A more intuitive description can be seen if you draw analogy with a standard derivative, of a function $f(x,y) = \alpha\beta$, $$ \frac{\partial}{\partial x\partial y} \alpha\beta = 1 \qquad \text{if}\ \alpha\beta = xy\\ \frac{\partial}{\partial x\partial y} \alpha\beta = 0 \qquad \text{if}\ \alpha\beta \ne xy $$ You can combine this by using the kroneka-delta as, $$ \frac{\partial}{\partial x\partial y} \alpha\beta = \delta_{\alpha x}\delta_{\beta y} $$

I then take this following example from Physics as demonstration. Consider the following (Lagrangian) where we have implied Einstein summation across indices.

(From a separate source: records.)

PR #7983, opened 2025-03-31
Add french translations for the new settings panel

phiphou:
add some french translations for the new settings panel.


BastienBigue (approved):
LGTM! 
Thanks for adding these!

PR #8008, opened 2025-04-01
Tonyvanswet/PLG 584 add gtm or hubspot direct intgration to the map

tonypls:
## Issue
Analytics in the app

## Description
This PR adds the Google Tag Manager (GTM) to the app and a cookie banner.

I've chosen to embed the cookie script in the app instead of wrapping it in GTM because While technically possible, loading the consent banner through GTM is generally not recommended. It creates a chicken-and-egg problem: GTM needs consent to fire tracking tags, but it can't get consent until it loads the banner, which it can't do without consent. Loading CookieYes directly in your index.html <head> is the correct approach, as it ensures the consent mechanism loads independently and early.

I've created a data layer to filter out any events triggered on native app builds. 

In CookieYes I've enabled Google Consent Mode which means Google Tag Manager will validate the consent before sending any events to Google Analytics.


VIKTORVAV99:
Do we need to do something about this?
image

This is with a adblocker on, I'm thinking that maybe we should do what we did for plausible and ignore it?

VIKTORVAV99:
uBlock Origin, don't remember all the blocking lists though 😅

tonypls:
> uBlock Origin, don't remember all the blocking lists though 😅

Hmm, okay. I think we can release this and retro-actively add the error to Sentry when we see it. 

I've also merged the onboarding removal and it's deploying now!

VIKTORVAV99 (approved):
LGTM! 🎉

PR #8012, opened 2025-04-03
Increase delay on IN zones and BA

BastienBigue:
## Issue

IN zones reports are regularly delayed. 
BA too. 

## Description
The maximum observed delay for 2025 for IN zones is around 5 days, so set this threshold in the zone configurations. 
Ba is set to 3 days.


VIKTORVAV99 (approved):
LGTM! 🎉

PR #8013, opened 2025-04-03
chore(cleanup): Remove strings for which the translations should be changed

VIKTORVAV99:
## Issue

After we added back the all_months option a lot of the translations for other languages still use monthly for both 12 months and all months.

## Description

Just removes them for now so they either fall back to english or can be translated again properly. There are some strings we don't even use anymore as well, those have been removed along with the TimeHeader component that is no longer used.

### Double check


cadeban (approved):
🚀 Thanks for cleaning that up!

PR #8014, opened 2025-04-03
increase width of timeslider's dropdown

phiphou:
increase width of timeslider's dropdown to allow bigger text to fit in it.


VIKTORVAV99:
Is this to allow this text for example?
image

VIKTORVAV99:
> > Is this to allow this text for example? image
> 
> Yes, exactly.
> 
> I also think it would be great to have a class to capitalize only the first word...

The classes we use come from tailwind so it's not something we have defined ourselves, but I can take a look at it and see if I find something that does that.

phiphou:
I know how to do it with tailwind, I can do another PR for that if you want.

VIKTORVAV99:
Sure, but it's not just up to me if it's merged, but if there is a open PR it's a lot easier to review.

phiphou:
I'll close this one and make another one with the two changes, as they are related.

PR #8015, opened 2025-04-03
Bigger timeslider dropdown & capitalize first letter

phiphou:
Increase time slider dropdown width to allow bigger text to fit in it.

Add a capitalize-first-letter class to avoid all words to be capitalized. (https://play.tailwindcss.com/J8Rp7HA2WF?file=css)


VIKTORVAV99:
@cadeban this looks good to me but I'm unsure how this works with twmerge and if there are any other ramifications of this. What are your thoughts?

Otherwise we'll have to either do this in JS/TS (we have a utility function) or ensure it's done in the translations.

cadeban:
I'll take a look at this later today!

PR #8173, opened 2025-05-28
Create MISO grid alert parser

alejandranavcas:
## Description

Creates parser for the grid alerts issued by MISO through [html here](https://www.misoenergy.org/markets-and-operations/notifications/)

### Double check


parsers/US_MISO.py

$$ \mathcal{L} = \tfrac{1}{2} \left(\partial_{\mu} \varphi_{\nu}\right) \left(\partial_{\mu} \varphi_{\nu}\right) - \tfrac{1}{2}m^2\varphi_\mu\varphi_\mu $$

If we take a derivative with respect to $\left(\partial_\alpha\varphi_\sigma\right)$, as in the Equations of Motion, which can be put into the following form, $\left(\partial\varphi\right)_{\alpha\sigma}$ to be consistent with your question. Then the derivative explicitly,

$$ \frac{\partial\mathcal{L}} {\partial\left(\partial_\alpha\varphi_\sigma\right)} = \left(\partial_{\mu} \varphi_{\nu}\right) \left( \frac{\partial}{\partial\left(\partial_\alpha\varphi_\sigma\right)} \partial_{\mu} \varphi_{\nu}\right) + \left( \frac{\partial}{\partial\left(\partial_\alpha\varphi_\sigma\right)} \partial_{\mu} \varphi_{\nu}\right) \left(\partial_{\mu} \varphi_{\nu}\right) $$ Then just focusing on the derivative itself,

$$ \frac{\partial}{\partial\left(\partial_\alpha\varphi_\sigma\right)} \partial_{\mu} \varphi_{\nu} = \delta_{\alpha\mu}\delta_{\sigma\nu} $$

We can see how this interacts with the remaining term that was left untouched as part of the product rule, $$ \left( \frac{\partial}{\partial\left(\partial_\alpha\varphi_\sigma\right)} \partial_{\mu} \varphi_{\nu}\right) \left(\partial_{\mu} \varphi_{\nu}\right) = \delta_{\alpha\mu}\delta_{\sigma\nu} \partial_{\mu} \varphi_{\nu} = \partial_{\alpha} \varphi_{\sigma} $$ As a side note then the full derivative is then, $$ \frac{\partial\mathcal{L}} {\partial\left(\partial_\alpha\varphi_\sigma\right)} = \partial_{\alpha} \varphi_{\sigma} $$ Note: I have taken the metric to be Euclidean so $g^{\mu\nu}=1$ on the diagonal else 0. If you want to use a Minkowski metric such as $(1,-1,-1,-1)$ then you have to be more careful.